As already described, the hybrid dynamic driver can accept requests of variable data sizes. Fig. 6 presents that the maximum performance is achieved for read and write requests of large data blocks. In all experiments, a custom tool was configured to send synchronous requests of variable size data blocks (4K, 512B, 64B etc).

In order to be able to evaluate the latency of each component of the storage system, we measure the latency of three different paths (Fig.7). The first path includes the total system i.e. hybrid device driver, PCIe, controller and DRAM. At the second path the controller and the DRAM have been replaced by a loopback. Finally, the third path includes only the hybrid device driver and a loopback. The measured latency for each path for read and write transactions is illustrated in Table 1. According to these measurements, the presented device driver exhibits very low latency, comparable with the performance required by high-end system using the latest PCIe technology.

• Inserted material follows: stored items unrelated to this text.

PR #130, opened 2022-09-21
Add documentation generator; add frost-p256 documentation using it

### LINKED ISSUE #95: Flesh out all rustdoc in frost-p256 public API
Half of the public items are well-doc'd, half just have placeholders to allow compilation.

conradoplg:
Since all ciphersuites documentation are basically the same, I added a Rust program to generate them from the canonical ristretto255 implementation. Using it, I added the P-256 docs.

Closes #95


dconnolly:
A quick nit before diving in: any chance this could be written in Rust? 🙈

conradoplg:
> A quick nit before diving in: any chance this could be written in Rust? see_no_evil

Why not? :rofl: 
I'll see if I can convert it without spending too much time on it

conradoplg:
Done! :snake: :arrow_right:  :crab:

dconnolly:
> Done! 🐍 ➡️ 🦀

Wow wow wow!

Cargo.toml
```diff
@@ -6,3 +6,7 @@ members = [
     "frost-ristretto255",
     "frost-p256",
 ]
+
+# This is a development helper binary.
+# To run it, execute `cargo run --manifest-path gendoc/Cargo.toml`
+exclude = ["gendoc"]
```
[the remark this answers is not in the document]
dconnolly: We can make sure it doesn't get published while still keeping it maintained as part of the Rust workspace I think

dconnolly, line 12:
```suggestion
    "frost-p256",
    "gendoc"
]
```

gendoc/src/main.rs
```diff
@@ -0,0 +1,123 @@
+//! Generate documentation for a ciphersuite based on another ciphersuite implementation.
+//!
+//! The documentation for each ciphersuite is very similar, with the only difference being
+//! the ciphersuite name.
+//!
+//! To make it easier to update all ciphersuites documentations when a change is needed,
+//! this binary allows updating all of them based on a single one. This binary
+//! uses frost-ristretto255 as the "canonical" one, so:
```
dconnolly, line 8:
```suggestion
//! To make it easier to update all ciphersuite documentation when a change is needed,
//! this binary allows updating all of them based on a single one. This binary
//! uses frost-ristretto255 as the "canonical" one, so:
```

gendoc/src/main.rs
```diff
@@ -0,0 +1,123 @@
...
+//!
+//! - Change any documentation of a public function or struct in `frost-ristretto255/src/lib.rs`
+//! - Run `cargo run --manifest-path gendoc/Cargo.toml` to update the documentation
+//!   of the other ciphersuites.
+
+use std::{fs, iter::zip};
+
+use regex::Regex;
+
+/// Read the public documentation of public symbols in the given file.
```
dconnolly, line 18:
```suggestion
/// Read the public documentation of public types in the given file.
```

dconnolly: I think this is correct?

gendoc/src/main.rs
```diff
@@ -0,0 +1,123 @@
...
+/// suite_names_code: strings that reference the specific suite in code
+///     inside `fn` and should be ignore when using for replacements.
+///
+/// # Returns
+///
+/// A list with data for each symbol, see above.
+fn read_docs(filename: &str, suite_names_code: &[&str]) -> Vec<(String, String, usize, usize)> {
+    let mut docs = Vec::new();
+    let code = fs::read_to_string(filename).unwrap();
+    let re = Regex::new(r"(?m)((^[ ]*///.*\n)+)\s*pub (.*)").unwrap();
```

| Paths | Read Latency (usecs) | Write Latency (usecs) |
|-------|----------------------|-----------------------|
| 1     | 22.15                | 24.82                 |
| 2     | 7.14                 | 7.14                  |
| 3     | 0.99                 | 0.99                  |

Tab. 1. Latency of individual paths of the whole system



Fig. 6 Experimental results for read and write transactions



Fig. 7 Individual paths of a request

### 4. Conclusions

In this work, we presented the architecture and functionality of a hybrid Linux device driver, which supports concurrently variable size data. The device driver demonstrates improved performance and can be used in high-end systems.

# References

- 1. J. Brewer and M.Gill, "Nonvolatile memory technologies with emphasis on flash: A comprehensive guide to understanding and using flash memory devices", Wiley-IEEE Press, 2008.
- D. P. Bovet and M. Cesati, "Understanding the Linux kernel" 3<sup>rd</sup> ed. Oreilly & Associates Inc., 2005
- "PCI Express Base Specification, Revision 2.1", PCI SIG, Tech. Rep., March 4, 2009
- J. C. A. Rubini and G. Kroah-Hartman, "Linux Device Drivers" 3<sup>rd</sup> ed. Oreilly & Associates Inc., 2005.